ABOUT THIS EXERCISE.
The entries are to be repeated in full, without any change.

DATA LISTING.
'''
PR #4972, opened 2022-09-23
Ensure strings in main window QML are presented as plain text and not HTML

claucambra:


mgallien (approved):
sorry for the delay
'''
TASK RESULT.
PR #4972, opened 2022-09-23
Ensure strings in main window QML are presented as plain text and not HTML

claucambra:


mgallien (approved):
sorry for the delay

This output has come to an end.